I want remove the section having no alphabet like section 2.
I think that I should use perl or sed. But I don't know how to do. I tried like this. But it didn't work.

sed 's/[0-9]\n[0-9]\n%s\n//'

Answer 1

Similar to the solution of Ed Morton but with the following assumptions:

• The text blocks consist of 2 or 3 lines.
• If there is a third line, it contains characters from any alphabet.

In essence, under these conditions we only need to check for a third field:

awk 'BEGIN{RS=;ORS="\n\n";FS="\n"}(NF<3)' file

or similar without BEGIN:

awk -v RS= -v ORS='\n\n' -F '\n' '(NF<3)' file

Answer 2

sed is for doing s/old/new/ on individual lines, that is all. For anything else you should be using awk:

$ awk -v RS= -v ORS='\n\n' '/[[:alpha:]]/' file
1
19:22
abcde

3
19:24
abbff

4
19:25
abbc

The above is simply this:

• RS= tells awk the input records are separated by blank lines.
• ORS='\n\n' tells awk the output records must also be separated by blank lines.
• /[[:alpha:]]/ searches for and prints records that contain alphabetic characters.

Answer 3

This might work for you (GNU sed):

sed ':a;$!{N;/^$/M!ba};/[[:alpha:]]/!d' file

Gather up lines delimited by an empty line or end-of-file and delete the latest collection if it does not contain an alpha character.

This presupposes that the file format is fixed as in the example. To be more accurate use:

sed -r ':a;$!{N;/^$/M!ba};/^[1-9][0-9]*\n[0-9]{2}:[0-9]{2}\n[[:alpha:]]+\n?$/!d' file

Answer 4

Simple enough in Perl. The secret is to put Perl in "paragraph mode" by setting the input record separator ($/) to an empty string.
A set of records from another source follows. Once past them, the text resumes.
PR #841, opened 2024-09-05
refactor: adcs cache with RWMutex

mistahj67:
## Description

Added RWMutex to the adcs cache
Swapped to a getter / setter approach to help protect concurrent access to the inner properties with correct locking

## Motivation and Context

This PR addresses: BED-4796

Analysis was reporting concurrent writes to maps across goroutines./

## How Has This Been Tested?

Relied on testing but should be rigorously tested in larger environments

## Types of changes

## Checklist:

  - Assigned myself to this PR
  - Open API docs

### DIFF
--- a/packages/go/analysis/ad/adcscache.go
+++ b/packages/go/analysis/ad/adcscache.go
@@ -28,7 +28,7 @@ import (
 )
 
 type ADCSCache struct {
-	sync.RWMutex
+	mu *sync.RWMutex
 
 	// To discourage direct access without getting a read lock, these are private
 	authStoreForChainValid          map[graph.ID]cardinality.Duplex[uint32]
@@ -44,6 +44,7 @@ type ADCSCache struct {
 
 func NewADCSCache() ADCSCache {
 	return ADCSCache{
+		mu:                              &sync.RWMutex{},
 		authStoreForChainValid:          make(map[graph.ID]cardinality.Duplex[uint32]),
 		rootCAForChainValid:             make(map[graph.ID]cardinality.Duplex[uint32]),
 		expandedCertTemplateControllers: make(map[graph.ID]cardinality.Duplex[uint32]),
@@ -57,8 +58,8 @@ func NewADCSCache() ADCSCache {
 }
 
 func (s *ADCSCache) BuildCache(ctx context.Context, db graph.Database, enterpriseCAs, certTemplates, domains []*graph.Node) {
-	s.Lock()
-	defer s.Unlock()
+	s.mu.Lock()
+	defer s.mu.Unlock()
 
 	err := db.ReadTransaction(ctx, func(tx graph.Transaction) error {
 		for _, ct := range certTemplates {
@@ -130,8 +131,8 @@ func (s *ADCSCache) DoesCAChainProperlyToDomain(enterpriseCA, domain *graph.Node
 	var domainID = domain.ID
 	var caID = enterpriseCA.ID.Uint32()
 
-	s.RLock()
-	defer s.RUnlock()
+	s.mu.RLock()
+	defer s.mu.RUnlock()
 	if _, ok := s.rootCAForChainValid[domainID]; !ok {
 		return false
 	} else if _, ok := s.authStoreForChainValid[domainID]; !ok {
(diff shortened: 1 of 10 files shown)


packages/go/analysis/ad/adcscache.go
```diff
@@ -27,46 +28,52 @@ import (
...
-	AuthStoreForChainValid          map[graph.ID]cardinality.Duplex[uint32]
-	RootCAForChainValid             map[graph.ID]cardinality.Duplex[uint32]
-	ExpandedCertTemplateControllers map[graph.ID][]uint32
-	CertTemplateEnrollers           map[graph.ID][]*graph.Node // principals that have enrollment on a cert template via `enroll`, `generic all`, `all extended rights` edges
-	CertTemplateControllers         map[graph.ID][]*graph.Node // principals that have privileges on a cert template via `owner`, `generic all`, `write dacl`, `write owner` edges
-	EnterpriseCAEnrollers           map[graph.ID][]*graph.Node // principals that have enrollment rights on an enterprise ca via `enroll` edge
-	PublishedTemplateCache          map[graph.ID][]*graph.Node // cert templates that are published to an enterprise ca
-	HasUPNCertMappingInForest       map[graph.ID]struct{}      // domains where at least one DC in the forest has Schannel UPN cert mapping enabled
-	HasWeakCertBindingInForest      map[graph.ID]struct{}      // domains where at least one DC in the forest has Kerberos weak cert binding enabled
+	sync.RWMutex
```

Then we only print records if they contain a letter.

#!/usr/bin/perl

use strict;
use warnings;

# Paragraph mode
local $/ = '';

# Read from STDIN a record (i.e. paragraph) at a time
while (<>) {
  # Only print records that include a letter
  print if /[a-z]/i;
}

This is written as a Unix filter, i.e. it reads from STDIN and writes to STDOUT. So if it's in a file called filter, you can call it like this:

$ filter < your_input_file > your_output_file

Alternatively this is a simple command line script in Perl (-00 is the command line option to put Perl into paragraph mode):

$ perl -00 -ne'print if /[a-z]/' < your_input_file > your_output_file

Answer 5

If there's exactly one blank line after each paragraph you can use a long awk oneliner (three patterns, so probably not a oneliner actually):

$ echo '1
19:22
abcde

2
19:23

3
19:24
abbff

4
19:25
abbc
' |  awk '/[^[:space:]]/ { accum = accum $0 "\n" } /^[[:space:]]*$/ { if(on) print accum $0; on = 0; accum = "" } /[[:alpha:]]/ { on =  1 }'
1
19:22
abcde

3
19:24
abbff

4
19:25
abbc

The idea is to accumulate non-blank lines, setting flag once an alphabetical character found, and on a blank input line, flush the whole accumulated paragraph if that flag is set, reset accum to empty string and reset flag to zero.

(Note that if the last line of input is not necessarily empty you might need to add an END block that checks if currently there's a paragraph unflushed and flush it as needed.)